# 3M Crystalline



## Mikesus (Aug 4, 2011)

Legal here in NC is 35% this is 40 but it looks darker than 30. Heatwise, it blocks 60%. 

Front Windshield with 70 is next...

And for HID haters, no the lights are not blue, just off angle 6k's


----------



## gman19 (Apr 5, 2011)

Looks good. I've been searching for someone in GSO that can tint and do a good job at a reasonable price...haven't pulled the trigger yet though.


----------



## Mikesus (Aug 4, 2011)

Lol, you don't want 3M Crystalline if you want reasonable. The next step above it is Huper Optik. 

For all the way around including the Windshield is $500. However, what I am finding is that I don't have to run the AC as much because the heat isn't coming through the windows. 
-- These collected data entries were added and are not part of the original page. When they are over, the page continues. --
Issue #1151, opened 2020-02-17
Add new builtin to check if currently in user or kernel mode


ajor:
`kstack` will be empty if a probe (e.g. `profile`) fires while the CPU was in user-mode. Adding a builtin to check what mode we were in will make it easier to filter out invalid stacks.

See #1124
Platform-dependent solution: https://github.com/iovisor/bpftrace/issues/1124#issuecomment-582347103

ryantimwilson:
Per @tyroguru, dtrace encoded this as `arg1` for profile/interval probes vs. a separate builtin: https://docs.oracle.com/cd/E19253-01/817-6223/chp-profile/index.html

We can also go with that approach as well!

4ast:
hmm. kstack should never be empty. bpf prog always runs in the kernel context.

danobi:
There was the bug Yonghong fixed for kstack in syscall tracepoint right?

4ast:
> There was the bug Yonghong fixed for kstack in syscall tracepoint right?

yeah. original "lack of stack" issue could have been that bug.

ajor:
Yonghong's patch fixed kstack in syscall tracepoints specifically (#442), but that's not the same as the issue here, which is that `profile` probes (and similar perf_events probe types, e.g. `hardware:cpu-cycles`) can return empty kernel stack traces.

I can still get empty kernel stack traces today with this repro:
```c
#include <stdio.h>

double foo(double a, double b)
{
  return a/b;
}

int main()
{
  while(1)
    foo(999999999.0, 2135413462343.0);
}
```

```c
profile:hz:99 /comm=="a.out"/ { @[kstack, ustack] = count() }
```

Output shows various ustack values but kstack is always empty:
```
@[
,
        main+4
        __libc_start_call_main+128
]: 9
@[
,
        main+28
        __libc_start_call_main+128
]: 15
@[
,
        f1+19
        main+33
        __libc_start_call_main+128
]: 18
@[
,
        f1+4
        main+33
        __libc_start_call_main+128
]: 19
@[
,
        f1+24
        main+33
        __libc_start_call_main+128
]: 21

```

PR #2392, opened 2022-10-14
Do not produce empty stack strings for error stacks

BurntBrunch:
Currently the following output is possible:
```
^C
...
@[]: 1234
```

This is incredibly misleading and hard to diagnose. What's worse, the error LOG is printed _before_ any map output, so it gets immediately lost in the scrollback.

This PR changes the output format to contain the error value and pid:

```
@[
    <error: -17, pid: -1>
]: 14
```

(pid: -1 is a bug, will be fixed separately)

I'm open to ideas on how to write a deterministic runtime test for this behavior.

##### Checklist

### DIFF
--- a/src/bpftrace.cpp
+++ b/src/bpftrace.cpp
@@ -1758,11 +1758,30 @@ std::string BPFtrace::get_stack(uint64_t stackidpid, bool ustack, StackType stac
                             stack_trace.data());
   if (err)
   {
-    // ignore EFAULT errors: eg, kstack used but no kernel stack
-    if (stackid != -EFAULT)
+    if (stackid == -EFAULT && stack_type.type == StackType::ukstack::kstack)
+    {
+      // EFAULT kstacks are expected when the task is in usermode.
+      return "";
+    }
+    else
+    {
       LOG(ERROR) << "failed to look up stack id " << stackid << " (pid " << pid
                  << "): " << err;
-    return "";
+    }
+
+    std::ostringstream errstr;
+    switch (stack_type.mode)
+    {
+      case StackMode::bpftrace:
+        errstr << "\n" << std::string(indent, ' ');
+        break;
+      case StackMode::perf:
+        errstr << "\n\t";
+        break;
+    }
+
+    errstr << "<error: " << stackid << ", pid: " << pid << ">\n";
+    return errstr.str();
   }
 
   std::ostringstream stack;
--- a/CHANGELOG.md
+++ b/CHANGELOG.md
@@ -12,6 +12,8 @@ and this project adheres to
 - Support for 32-bit ARM systems
   - [#2360](https://github.com/iovisor/bpftrace/pull/2360)
 #### Changed
+- Output for error stacks has been improved to include the error code and pid
+  - [#2392](https://github.com/iovisor/bpftrace/pull/2392)
 #### Deprecated
 #### Removed
 #### Fixed
--- a/src/ast/passes/resource_analyser.cpp
+++ b/src/ast/passes/resource_analyser.cpp
@@ -61,9 +61,15 @@ void ResourceAnalyser::visit(Builtin &builtin)
   {
     resources_.needs_elapsed_map = true;
   }
-  else if (builtin.ident == "kstack" || builtin.ident == "ustack")
+  else if (builtin.ident == "kstack")
   {
-    resources_.stackid_maps.insert(StackType{});
+    resources_.stackid_maps.insert(
+        StackType{ .type = StackType::ukstack::kstack });
+  }
+  else if (builtin.ident == "ustack")
+  {
+    resources_.stackid_maps.insert(
+        StackType{ .type = StackType::ukstack::ustack });
   }
 }
 
--- a/src/ast/passes/semantic_analyser.cpp
+++ b/src/ast/passes/semantic_analyser.cpp
@@ -336,10 +336,12 @@ void SemanticAnalyser::visit(Builtin &builtin)
     builtin.type.SetAS(find_addrspace(type));
   }
   else if (builtin.ident == "kstack") {
-    builtin.type = CreateStack(true, StackType());
+    builtin.type = CreateStack(true,
+                               StackType{ .type = StackType::ukstack::kstack });
   }
   else if (builtin.ident == "ustack") {
-    builtin.type = CreateStack(false, StackType());
+    builtin.type = CreateStack(false,
+                               StackType{ .type = StackType::ukstack::ustack });
   }
   else if (builtin.ident == "comm") {
     builtin.type = CreateString(COMM_SIZE);
@@ -1365,7 +1367,8 @@ void SemanticAnalyser::check_stack_call(Call &call, bool kernel)
     return;
   }
 
-  StackType stack_type;
+  StackType stack_type{ .type = kernel ? StackType::ukstack::kstack
+                                       : StackType::ukstack::ustack };
   if (call.vargs)
   {
     switch (call.vargs->size())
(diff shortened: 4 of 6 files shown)


viktormalik:
> I'm open to ideas on how to write a deterministic runtime test for this behavior.

Perhaps you could somehow (not sure how, though) delete the stack map from the probe? bpftool probably doesn't allow it, but there may be other ways.

Anyways, I'd be fine with letting this go without a runtime test if we can't come with something reasonably simple.

viktormalik (approved):

BurntBrunch:
The best I've got is a uprobe on a program whose stack takes two pages and one of them has been madvised(DONT_NEED). This should result in EFAULT.

But that setup is frankly a bit much for a test of an error message.

ajor:
I can't build bpftrace to test myself right now, but how does this affect the examples in #428? That's the PR that first started hiding these errors

BurntBrunch:
> I can't build bpftrace to test myself right now, but how does this affect the examples in https://github.com/iovisor/bpftrace/pull/428? That's the PR that first started hiding these errors

```
> sudo src/bpftrace -e 'profile:hz:99 {@[kstack, pid] = count();} END {print(@, 5); clear(@);}'
Attaching 2 probes...
^C@[
    <error: -14, pid: -1>
, 45416]: 8
@[
    <error: -14, pid: -1>
, 48386]: 9
@[
    <error: -14, pid: -1>
, 2048386]: 15
@[
    cpuidle_enter_state+216
    cpuidle_enter+41
    do_idle+438
    cpu_startup_entry+25
    rest_init+203
    arch_call_rest_init+10
    start_kernel+2376
    secondary_startup_64_no_verify+229
, 0]: 313
@[
    cpuidle_enter_state+216
    cpuidle_enter+41
    do_idle+438
    cpu_startup_entry+25
    start_secondary+258
    secondary_startup_64_no_verify+229
, 0]: 4738
```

The increased mileage from not running the AC should help offset the increased cost.

And this was done out in Mooresville. 

I think the best guys round here are Dedona, they are the ones that the Dealers along Wendover use.


----------



## gman19 (Apr 5, 2011)

I may give them a shot...I've heard of them but don't know anyone that has dealt with them. I forgot to ask at Bill Black yesterday...I got flustered when I found out that the splash guards they ordered won't work on an RS equipped Cruze. GM doesn't make a set that will work. So since I'm not getting the "free" splash guards, they're throwing in free all weather floor mats. 

I really do want to get tinted though. Since mine will not be garaged, I think it will help to preserve the interior as well as keep it cooler as you mentioned.

Well, reasonable is relative. For a good, top notch job that will be a one trip to the tinter affair, I'd do $500. It'd be worth it not to deal with some horror stories I hear about.


----------



## Mikesus (Aug 4, 2011)

Cheap tint job is not worth it... The demo that got me was when the guy turned on a heat lamp, put the regular stuff in front of it, and it made 0 difference. He then gave be a piece of 70 Crystalline (its just about clear) and told me to move closer to the heat lamp. I couldn't feel the heat until the lamp BURNED A HOLE through the film. The only film that is better is Ceramic.


----------



## dacruze (Jul 15, 2011)

Mikesus, sweet lookin ride. I live just over the line in VA, and own a white eco too. Sometime probably next spring, I want to tint my windows too, so i'm glas i saw this thread. Thanks for the heads up on the crystalline tint. I too want it to look sweet, but also keep out the heat. My wife drives and 1998 Grand Prix with black exterior and black leather interior. She like it just fine, but i want to keep cool!!!


----------



## Hatje (Jun 23, 2011)

How the heck did u get your HIDs to work? tint looks awsome but please hook me up with that kit! lol


----------



## Chefmaster87 (Mar 30, 2011)

Looks really good!!!


----------



## gman19 (Apr 5, 2011)

Mikesus said:


> I think the best guys round here are Dedona, they are the ones that the Dealers along Wendover use.


Well, everyone, including my salesman, recommended Dedona. Headed there after work today. I got a quote for the good stuff at $450 all way 'round via email. Gonna stop in and take a look at some samples, etc. and this may happen pretty quick!


----------



## Mikesus (Aug 4, 2011)

Hatje said:


> How the heck did u get your HIDs to work? tint looks awsome but please hook me up with that kit! lol



Thehidfactory.com


----------



## Hatje (Jun 23, 2011)

Mikesus said:


> Thehidfactory.com


 
What kit did u get excatly was it straight plug and play? do you have problems with flickering?


----------



## keveburd (Jul 15, 2011)

You might need to take a picture from a different angle, I can't really tell how dark it is because of the reflection of the sky.


----------



## Mikesus (Aug 4, 2011)

@ Kev its 40% and unless you put light behind it, that is pretty much what you see... @Hatje, its plug and play. The kit I got was the HID/Halogen. The halogen for hi beam is worthless, but it will pass inspection. Just get the 35w same bulb replacement. No flickering, and DRL's work fine.


----------



## Mikesus (Aug 4, 2011)

few different cars with 40%

http://www.prescriptionwindshields.com/PrescriptionWindshields/CIMG0586.JPG

4025 3m crystalline image by 20VBora on Photobucket

Product review: 3M Crystalline window tint | Drive Arabia : Dubai / Abu Dhabi [UAE, Saudi, Bahrain, Qatar, Kuwait, Oman & GCC]


----------



## gman19 (Apr 5, 2011)

Well Mike,
I'll be up at Dedona next week getting tinted....thanks for your direction!


----------



## Mikesus (Aug 4, 2011)

gman19 said:


> Well Mike,
> I'll be up at Dedona next week getting tinted....thanks for your direction!



:goodjob:

Make sure you tell them to not cut around the third brake light. I think they do it, and it looks tacky...


----------